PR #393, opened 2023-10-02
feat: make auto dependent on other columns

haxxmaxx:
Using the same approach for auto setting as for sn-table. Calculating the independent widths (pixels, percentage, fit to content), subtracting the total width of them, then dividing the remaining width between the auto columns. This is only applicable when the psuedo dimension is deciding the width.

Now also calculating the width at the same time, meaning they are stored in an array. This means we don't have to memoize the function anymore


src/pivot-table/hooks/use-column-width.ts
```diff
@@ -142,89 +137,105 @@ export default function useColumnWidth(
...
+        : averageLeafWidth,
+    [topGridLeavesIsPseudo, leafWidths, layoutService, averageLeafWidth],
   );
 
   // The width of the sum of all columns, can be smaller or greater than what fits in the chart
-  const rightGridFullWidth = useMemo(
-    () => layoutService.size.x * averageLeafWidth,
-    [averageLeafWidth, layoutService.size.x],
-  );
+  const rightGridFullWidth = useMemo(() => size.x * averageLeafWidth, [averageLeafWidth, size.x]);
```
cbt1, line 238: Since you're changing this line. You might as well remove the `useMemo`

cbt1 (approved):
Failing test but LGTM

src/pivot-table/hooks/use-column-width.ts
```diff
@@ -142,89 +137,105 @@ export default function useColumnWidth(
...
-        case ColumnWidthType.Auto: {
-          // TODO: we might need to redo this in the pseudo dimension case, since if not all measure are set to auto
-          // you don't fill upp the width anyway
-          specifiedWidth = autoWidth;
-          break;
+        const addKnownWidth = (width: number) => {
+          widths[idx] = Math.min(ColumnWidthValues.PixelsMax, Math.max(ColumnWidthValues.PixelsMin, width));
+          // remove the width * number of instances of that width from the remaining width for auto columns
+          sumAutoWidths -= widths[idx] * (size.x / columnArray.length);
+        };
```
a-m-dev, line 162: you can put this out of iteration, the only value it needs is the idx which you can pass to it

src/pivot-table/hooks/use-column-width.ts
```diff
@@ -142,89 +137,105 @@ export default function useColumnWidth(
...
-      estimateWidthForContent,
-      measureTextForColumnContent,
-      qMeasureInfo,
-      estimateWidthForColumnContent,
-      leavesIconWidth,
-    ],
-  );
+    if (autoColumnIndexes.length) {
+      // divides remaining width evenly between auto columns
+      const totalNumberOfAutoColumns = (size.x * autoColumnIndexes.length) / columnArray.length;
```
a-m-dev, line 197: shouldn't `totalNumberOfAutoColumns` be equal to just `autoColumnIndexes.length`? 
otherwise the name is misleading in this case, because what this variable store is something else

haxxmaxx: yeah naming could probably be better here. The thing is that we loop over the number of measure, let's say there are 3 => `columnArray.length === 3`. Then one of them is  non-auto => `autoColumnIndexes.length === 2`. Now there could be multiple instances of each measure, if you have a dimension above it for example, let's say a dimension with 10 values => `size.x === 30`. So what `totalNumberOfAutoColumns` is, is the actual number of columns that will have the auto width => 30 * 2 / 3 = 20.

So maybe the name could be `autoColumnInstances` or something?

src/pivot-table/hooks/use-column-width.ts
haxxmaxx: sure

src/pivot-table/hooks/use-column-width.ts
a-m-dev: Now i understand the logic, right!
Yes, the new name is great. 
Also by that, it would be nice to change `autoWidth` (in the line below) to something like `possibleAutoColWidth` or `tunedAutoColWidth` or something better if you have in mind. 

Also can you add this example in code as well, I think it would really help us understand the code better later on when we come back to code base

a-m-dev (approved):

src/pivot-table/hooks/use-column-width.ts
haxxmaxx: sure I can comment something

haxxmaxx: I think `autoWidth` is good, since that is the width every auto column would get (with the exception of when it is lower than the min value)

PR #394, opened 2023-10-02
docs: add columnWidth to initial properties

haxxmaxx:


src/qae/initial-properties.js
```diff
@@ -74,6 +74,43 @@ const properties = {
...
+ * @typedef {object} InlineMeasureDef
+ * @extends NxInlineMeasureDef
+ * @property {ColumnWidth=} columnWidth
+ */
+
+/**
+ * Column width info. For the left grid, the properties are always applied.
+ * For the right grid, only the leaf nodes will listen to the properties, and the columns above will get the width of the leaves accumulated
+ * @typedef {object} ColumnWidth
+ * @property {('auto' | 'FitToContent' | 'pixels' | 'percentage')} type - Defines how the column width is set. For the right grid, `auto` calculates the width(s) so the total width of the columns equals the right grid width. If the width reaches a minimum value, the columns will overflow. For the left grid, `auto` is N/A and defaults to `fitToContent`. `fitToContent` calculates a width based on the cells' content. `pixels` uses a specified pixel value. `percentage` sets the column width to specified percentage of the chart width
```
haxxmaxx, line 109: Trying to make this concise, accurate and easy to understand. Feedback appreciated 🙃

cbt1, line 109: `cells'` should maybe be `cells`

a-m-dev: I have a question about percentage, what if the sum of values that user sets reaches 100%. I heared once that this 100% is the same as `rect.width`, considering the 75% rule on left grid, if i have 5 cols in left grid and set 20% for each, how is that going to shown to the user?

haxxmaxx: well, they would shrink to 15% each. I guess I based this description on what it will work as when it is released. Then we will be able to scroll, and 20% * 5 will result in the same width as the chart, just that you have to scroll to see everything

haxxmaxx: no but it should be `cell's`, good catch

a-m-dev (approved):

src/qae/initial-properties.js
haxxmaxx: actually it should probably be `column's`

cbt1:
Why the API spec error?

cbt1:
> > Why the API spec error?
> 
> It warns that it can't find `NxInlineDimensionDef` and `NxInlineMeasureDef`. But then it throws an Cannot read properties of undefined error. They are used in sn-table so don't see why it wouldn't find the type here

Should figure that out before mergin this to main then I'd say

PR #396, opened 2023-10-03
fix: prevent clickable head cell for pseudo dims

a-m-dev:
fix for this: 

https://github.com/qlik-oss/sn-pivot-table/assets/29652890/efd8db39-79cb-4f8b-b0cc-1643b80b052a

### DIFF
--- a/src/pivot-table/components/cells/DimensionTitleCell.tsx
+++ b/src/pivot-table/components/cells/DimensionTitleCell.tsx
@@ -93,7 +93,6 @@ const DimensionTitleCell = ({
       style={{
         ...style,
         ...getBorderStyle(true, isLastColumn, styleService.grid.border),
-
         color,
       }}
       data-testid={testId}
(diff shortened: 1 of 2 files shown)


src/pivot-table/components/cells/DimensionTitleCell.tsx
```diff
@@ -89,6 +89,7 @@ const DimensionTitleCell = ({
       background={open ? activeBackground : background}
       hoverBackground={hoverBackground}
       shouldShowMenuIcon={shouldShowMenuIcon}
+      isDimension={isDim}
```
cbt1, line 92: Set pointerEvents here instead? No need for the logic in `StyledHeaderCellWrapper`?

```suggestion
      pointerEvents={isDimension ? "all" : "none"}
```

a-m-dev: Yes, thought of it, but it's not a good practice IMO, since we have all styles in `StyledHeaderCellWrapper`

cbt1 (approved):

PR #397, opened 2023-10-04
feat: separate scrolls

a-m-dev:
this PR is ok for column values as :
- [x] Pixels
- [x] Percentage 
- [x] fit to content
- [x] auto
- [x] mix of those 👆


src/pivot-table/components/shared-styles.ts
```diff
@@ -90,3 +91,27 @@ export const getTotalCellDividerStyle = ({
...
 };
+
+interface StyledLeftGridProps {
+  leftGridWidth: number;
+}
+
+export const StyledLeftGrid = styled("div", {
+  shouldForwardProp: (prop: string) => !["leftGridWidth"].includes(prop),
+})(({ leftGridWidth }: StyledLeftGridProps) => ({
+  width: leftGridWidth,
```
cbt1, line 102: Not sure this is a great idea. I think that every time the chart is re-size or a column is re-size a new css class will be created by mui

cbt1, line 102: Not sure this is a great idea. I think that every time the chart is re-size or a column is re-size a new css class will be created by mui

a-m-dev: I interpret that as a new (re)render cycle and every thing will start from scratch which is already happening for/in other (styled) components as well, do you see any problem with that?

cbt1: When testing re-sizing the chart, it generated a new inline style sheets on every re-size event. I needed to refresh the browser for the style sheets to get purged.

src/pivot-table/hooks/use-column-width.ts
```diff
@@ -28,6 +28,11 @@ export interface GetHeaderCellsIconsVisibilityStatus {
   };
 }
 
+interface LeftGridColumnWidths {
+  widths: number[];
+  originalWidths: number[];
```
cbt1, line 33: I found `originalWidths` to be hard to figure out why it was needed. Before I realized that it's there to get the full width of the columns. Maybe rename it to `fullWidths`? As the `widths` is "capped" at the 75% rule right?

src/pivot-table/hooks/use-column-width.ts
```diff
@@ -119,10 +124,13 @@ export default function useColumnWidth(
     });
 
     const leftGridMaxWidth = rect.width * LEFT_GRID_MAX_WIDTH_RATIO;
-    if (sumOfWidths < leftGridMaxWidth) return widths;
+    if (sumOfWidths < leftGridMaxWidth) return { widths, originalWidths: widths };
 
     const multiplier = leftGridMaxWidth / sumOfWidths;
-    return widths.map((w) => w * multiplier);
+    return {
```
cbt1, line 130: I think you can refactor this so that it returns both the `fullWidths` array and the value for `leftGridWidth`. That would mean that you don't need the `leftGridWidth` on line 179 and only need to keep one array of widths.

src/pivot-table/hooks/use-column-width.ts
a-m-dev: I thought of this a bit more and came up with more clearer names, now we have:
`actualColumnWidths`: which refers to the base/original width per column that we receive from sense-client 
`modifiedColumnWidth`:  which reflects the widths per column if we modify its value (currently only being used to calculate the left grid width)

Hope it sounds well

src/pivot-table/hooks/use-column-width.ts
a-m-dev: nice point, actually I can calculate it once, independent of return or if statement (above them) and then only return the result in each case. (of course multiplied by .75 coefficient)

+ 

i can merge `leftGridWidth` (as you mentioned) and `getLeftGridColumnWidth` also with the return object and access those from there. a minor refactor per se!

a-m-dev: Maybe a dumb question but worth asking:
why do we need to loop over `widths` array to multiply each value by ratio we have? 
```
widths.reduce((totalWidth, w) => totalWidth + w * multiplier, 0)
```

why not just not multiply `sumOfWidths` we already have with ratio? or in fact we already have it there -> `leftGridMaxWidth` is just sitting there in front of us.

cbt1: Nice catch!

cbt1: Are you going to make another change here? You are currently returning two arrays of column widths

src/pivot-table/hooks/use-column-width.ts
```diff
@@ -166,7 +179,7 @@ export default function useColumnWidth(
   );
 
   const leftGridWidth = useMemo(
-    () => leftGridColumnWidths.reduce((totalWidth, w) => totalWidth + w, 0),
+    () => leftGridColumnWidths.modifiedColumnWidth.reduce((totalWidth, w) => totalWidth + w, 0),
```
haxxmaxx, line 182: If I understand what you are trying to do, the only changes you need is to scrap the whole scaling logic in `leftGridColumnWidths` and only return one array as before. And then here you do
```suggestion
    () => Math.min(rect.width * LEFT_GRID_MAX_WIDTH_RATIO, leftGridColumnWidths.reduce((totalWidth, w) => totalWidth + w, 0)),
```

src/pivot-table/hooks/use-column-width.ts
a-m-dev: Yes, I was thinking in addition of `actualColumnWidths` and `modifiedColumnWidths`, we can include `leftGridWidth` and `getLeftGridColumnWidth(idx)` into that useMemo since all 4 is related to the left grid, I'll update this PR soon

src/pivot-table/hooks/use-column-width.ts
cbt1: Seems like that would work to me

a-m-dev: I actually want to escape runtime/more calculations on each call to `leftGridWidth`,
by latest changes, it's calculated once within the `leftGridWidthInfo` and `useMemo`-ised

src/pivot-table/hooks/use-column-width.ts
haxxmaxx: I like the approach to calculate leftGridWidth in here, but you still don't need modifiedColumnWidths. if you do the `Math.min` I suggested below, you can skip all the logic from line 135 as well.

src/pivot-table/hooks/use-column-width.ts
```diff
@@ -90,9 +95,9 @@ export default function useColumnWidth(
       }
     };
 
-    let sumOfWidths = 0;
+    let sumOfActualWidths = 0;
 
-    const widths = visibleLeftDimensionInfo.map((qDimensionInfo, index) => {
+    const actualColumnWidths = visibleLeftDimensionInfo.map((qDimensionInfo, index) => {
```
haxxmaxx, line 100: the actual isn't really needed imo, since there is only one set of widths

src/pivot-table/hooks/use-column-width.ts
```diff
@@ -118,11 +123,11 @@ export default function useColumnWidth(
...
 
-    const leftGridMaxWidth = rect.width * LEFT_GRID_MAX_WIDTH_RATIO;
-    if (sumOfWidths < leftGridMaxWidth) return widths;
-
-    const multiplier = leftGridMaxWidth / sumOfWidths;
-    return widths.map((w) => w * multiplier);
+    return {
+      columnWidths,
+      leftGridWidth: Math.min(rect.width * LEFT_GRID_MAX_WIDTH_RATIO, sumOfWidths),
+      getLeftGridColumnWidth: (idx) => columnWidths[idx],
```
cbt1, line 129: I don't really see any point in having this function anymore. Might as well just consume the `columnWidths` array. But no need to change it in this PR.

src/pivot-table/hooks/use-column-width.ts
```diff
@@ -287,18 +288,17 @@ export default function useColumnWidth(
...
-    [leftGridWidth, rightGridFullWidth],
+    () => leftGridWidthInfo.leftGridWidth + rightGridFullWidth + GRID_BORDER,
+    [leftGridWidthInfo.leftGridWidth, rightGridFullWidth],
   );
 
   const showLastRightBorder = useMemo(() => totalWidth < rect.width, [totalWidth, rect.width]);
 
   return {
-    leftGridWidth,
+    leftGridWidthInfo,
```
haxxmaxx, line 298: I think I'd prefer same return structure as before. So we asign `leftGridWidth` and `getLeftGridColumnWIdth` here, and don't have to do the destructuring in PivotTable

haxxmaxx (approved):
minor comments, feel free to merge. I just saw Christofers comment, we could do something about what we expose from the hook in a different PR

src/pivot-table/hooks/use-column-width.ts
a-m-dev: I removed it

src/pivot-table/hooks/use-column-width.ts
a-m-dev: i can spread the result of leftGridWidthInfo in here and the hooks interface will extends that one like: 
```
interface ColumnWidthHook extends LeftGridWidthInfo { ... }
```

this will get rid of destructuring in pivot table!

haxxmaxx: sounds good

#####

■ **What you need to do**: Among the lines above, show every one that contains the string "originalWidths".

■ **Solution for this exercise**:
+  originalWidths: number[];
cbt1, line 33: I found `originalWidths` to be hard to figure out why it was needed. Before I realized that it's there to get the full width of the columns. Maybe rename it to `fullWidths`? As the `widths` is "capped" at the 75% rule right?
+    if (sumOfWidths < leftGridMaxWidth) return { widths, originalWidths: widths };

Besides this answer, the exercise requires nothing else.